Saved entries:
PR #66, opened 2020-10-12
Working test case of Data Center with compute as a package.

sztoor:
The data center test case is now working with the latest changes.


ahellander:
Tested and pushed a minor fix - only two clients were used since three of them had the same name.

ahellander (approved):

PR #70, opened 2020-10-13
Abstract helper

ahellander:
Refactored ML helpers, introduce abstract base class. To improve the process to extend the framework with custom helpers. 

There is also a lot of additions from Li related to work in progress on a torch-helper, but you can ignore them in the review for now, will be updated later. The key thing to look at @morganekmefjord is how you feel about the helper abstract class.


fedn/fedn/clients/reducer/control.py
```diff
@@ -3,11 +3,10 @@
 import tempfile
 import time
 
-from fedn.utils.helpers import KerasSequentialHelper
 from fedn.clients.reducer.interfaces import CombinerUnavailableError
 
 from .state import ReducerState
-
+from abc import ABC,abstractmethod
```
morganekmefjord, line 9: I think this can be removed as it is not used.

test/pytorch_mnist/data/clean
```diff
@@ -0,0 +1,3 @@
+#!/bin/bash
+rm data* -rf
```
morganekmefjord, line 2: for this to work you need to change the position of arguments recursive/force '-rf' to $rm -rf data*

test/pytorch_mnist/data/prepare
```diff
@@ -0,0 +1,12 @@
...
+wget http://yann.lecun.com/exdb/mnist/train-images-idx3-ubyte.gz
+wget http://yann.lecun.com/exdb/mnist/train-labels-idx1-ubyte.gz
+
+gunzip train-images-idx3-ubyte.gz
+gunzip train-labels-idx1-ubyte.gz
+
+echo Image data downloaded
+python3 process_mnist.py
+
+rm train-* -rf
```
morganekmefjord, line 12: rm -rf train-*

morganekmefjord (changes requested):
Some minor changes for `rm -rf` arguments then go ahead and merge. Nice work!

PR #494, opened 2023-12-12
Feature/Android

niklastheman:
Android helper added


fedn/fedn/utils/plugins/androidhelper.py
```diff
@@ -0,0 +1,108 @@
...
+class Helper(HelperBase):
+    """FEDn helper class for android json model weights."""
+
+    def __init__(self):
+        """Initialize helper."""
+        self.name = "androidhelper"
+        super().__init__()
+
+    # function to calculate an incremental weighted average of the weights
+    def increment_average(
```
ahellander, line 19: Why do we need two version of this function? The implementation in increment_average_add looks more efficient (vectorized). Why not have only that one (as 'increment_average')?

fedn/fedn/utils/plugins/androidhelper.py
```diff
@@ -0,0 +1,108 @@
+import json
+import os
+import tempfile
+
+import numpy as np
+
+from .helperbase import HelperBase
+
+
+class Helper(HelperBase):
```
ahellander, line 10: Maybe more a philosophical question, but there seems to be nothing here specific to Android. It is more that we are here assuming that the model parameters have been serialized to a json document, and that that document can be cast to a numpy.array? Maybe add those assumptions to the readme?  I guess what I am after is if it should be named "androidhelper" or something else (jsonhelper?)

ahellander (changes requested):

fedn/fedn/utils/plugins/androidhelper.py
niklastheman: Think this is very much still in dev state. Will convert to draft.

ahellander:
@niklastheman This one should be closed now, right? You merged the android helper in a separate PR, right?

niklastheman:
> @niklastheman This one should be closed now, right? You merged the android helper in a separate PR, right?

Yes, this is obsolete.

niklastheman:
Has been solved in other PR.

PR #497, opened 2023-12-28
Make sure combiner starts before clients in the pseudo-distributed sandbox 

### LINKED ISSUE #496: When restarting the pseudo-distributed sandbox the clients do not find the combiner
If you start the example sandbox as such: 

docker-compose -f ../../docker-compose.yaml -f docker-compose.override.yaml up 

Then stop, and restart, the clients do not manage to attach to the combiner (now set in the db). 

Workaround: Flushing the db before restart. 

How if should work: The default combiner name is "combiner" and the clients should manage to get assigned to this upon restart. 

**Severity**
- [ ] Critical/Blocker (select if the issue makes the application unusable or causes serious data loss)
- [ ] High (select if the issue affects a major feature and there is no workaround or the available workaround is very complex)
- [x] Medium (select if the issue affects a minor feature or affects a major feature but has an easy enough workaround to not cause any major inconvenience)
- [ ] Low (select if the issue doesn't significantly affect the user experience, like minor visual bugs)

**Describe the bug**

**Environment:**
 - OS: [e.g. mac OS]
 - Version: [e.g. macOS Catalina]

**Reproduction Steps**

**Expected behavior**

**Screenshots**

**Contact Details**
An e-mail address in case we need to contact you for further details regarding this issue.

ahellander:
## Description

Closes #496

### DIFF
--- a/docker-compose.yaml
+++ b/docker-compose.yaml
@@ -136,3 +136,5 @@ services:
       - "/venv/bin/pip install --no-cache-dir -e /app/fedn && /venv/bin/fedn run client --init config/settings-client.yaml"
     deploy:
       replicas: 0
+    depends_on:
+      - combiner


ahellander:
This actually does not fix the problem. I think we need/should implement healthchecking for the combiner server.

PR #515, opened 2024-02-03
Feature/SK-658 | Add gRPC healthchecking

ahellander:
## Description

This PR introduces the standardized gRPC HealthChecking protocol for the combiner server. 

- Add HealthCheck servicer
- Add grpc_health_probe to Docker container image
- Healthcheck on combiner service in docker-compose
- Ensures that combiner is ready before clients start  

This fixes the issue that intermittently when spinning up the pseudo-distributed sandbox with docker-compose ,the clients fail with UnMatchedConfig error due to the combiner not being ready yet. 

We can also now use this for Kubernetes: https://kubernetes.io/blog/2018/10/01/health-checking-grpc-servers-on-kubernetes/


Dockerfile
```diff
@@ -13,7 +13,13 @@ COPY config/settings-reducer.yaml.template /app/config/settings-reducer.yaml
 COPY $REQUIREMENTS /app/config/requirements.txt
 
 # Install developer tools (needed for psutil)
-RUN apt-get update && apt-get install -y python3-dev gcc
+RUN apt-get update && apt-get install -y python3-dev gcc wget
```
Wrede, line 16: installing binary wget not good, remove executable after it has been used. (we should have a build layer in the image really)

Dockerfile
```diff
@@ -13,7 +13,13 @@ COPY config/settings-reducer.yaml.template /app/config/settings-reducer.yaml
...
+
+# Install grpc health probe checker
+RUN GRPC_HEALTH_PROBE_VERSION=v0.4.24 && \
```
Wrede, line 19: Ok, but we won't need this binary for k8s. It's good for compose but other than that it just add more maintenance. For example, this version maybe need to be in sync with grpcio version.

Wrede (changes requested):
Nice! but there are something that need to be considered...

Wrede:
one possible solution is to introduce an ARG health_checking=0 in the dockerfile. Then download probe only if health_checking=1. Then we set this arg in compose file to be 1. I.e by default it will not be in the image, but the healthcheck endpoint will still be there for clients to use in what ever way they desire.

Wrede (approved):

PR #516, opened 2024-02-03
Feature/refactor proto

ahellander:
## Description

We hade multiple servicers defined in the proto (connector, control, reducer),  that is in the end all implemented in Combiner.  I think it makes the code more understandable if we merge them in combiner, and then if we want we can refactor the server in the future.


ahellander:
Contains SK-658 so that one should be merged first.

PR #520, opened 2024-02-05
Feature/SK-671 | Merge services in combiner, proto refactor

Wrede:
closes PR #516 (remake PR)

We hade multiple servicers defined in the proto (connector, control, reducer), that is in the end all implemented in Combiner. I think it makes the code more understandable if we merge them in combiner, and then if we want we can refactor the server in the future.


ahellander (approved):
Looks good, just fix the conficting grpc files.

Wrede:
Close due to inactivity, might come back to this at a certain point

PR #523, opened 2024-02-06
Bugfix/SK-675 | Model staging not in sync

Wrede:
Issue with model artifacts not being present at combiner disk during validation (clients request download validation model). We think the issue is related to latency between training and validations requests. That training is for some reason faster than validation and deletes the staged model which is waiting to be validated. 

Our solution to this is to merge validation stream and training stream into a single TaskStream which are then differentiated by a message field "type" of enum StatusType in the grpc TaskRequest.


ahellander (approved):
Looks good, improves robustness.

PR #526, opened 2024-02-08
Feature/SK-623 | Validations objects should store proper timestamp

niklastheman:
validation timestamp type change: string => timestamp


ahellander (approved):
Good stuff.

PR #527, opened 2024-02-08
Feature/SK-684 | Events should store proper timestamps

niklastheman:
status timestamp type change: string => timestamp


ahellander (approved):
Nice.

EXERCISE DETAILS:
For the string "function", tally the lines above that contain it and give only the figure.

EXERCISE OUTPUT:
2